[About this task] Note every line in the entries that contains the string "async", and copy it.

====== Excerpted data ======

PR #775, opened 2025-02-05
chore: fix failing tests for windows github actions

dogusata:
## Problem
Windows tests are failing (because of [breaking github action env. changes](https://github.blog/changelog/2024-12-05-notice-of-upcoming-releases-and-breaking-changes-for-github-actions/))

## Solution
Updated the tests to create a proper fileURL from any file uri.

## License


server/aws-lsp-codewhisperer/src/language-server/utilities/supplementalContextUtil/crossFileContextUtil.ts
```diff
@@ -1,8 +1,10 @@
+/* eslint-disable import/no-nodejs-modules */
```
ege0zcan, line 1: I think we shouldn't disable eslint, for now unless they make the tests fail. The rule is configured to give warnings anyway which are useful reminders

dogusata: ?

======
====== Excerpted data ======

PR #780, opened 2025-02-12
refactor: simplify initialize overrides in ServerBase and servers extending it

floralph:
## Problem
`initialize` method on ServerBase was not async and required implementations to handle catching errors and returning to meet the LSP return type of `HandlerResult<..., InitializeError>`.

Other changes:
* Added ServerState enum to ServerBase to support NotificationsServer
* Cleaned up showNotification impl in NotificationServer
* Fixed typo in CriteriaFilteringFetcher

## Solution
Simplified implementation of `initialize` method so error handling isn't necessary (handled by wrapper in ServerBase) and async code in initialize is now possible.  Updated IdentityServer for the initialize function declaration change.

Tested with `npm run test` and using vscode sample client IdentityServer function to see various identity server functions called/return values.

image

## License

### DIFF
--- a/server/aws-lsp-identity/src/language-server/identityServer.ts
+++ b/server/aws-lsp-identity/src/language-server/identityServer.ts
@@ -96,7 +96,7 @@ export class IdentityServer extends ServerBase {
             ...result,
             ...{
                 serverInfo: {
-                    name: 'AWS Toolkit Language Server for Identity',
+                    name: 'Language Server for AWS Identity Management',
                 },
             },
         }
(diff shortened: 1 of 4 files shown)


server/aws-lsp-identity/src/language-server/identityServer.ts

======

[Reply to the task]
`initialize` method on ServerBase was not async and required implementations to handle catching errors and returning to meet the LSP return type of `HandlerResult<..., InitializeError>`.
Simplified implementation of `initialize` method so error handling isn't necessary (handled by wrapper in ServerBase) and async code in initialize is now possible.  Updated IdentityServer for the initialize function declaration change.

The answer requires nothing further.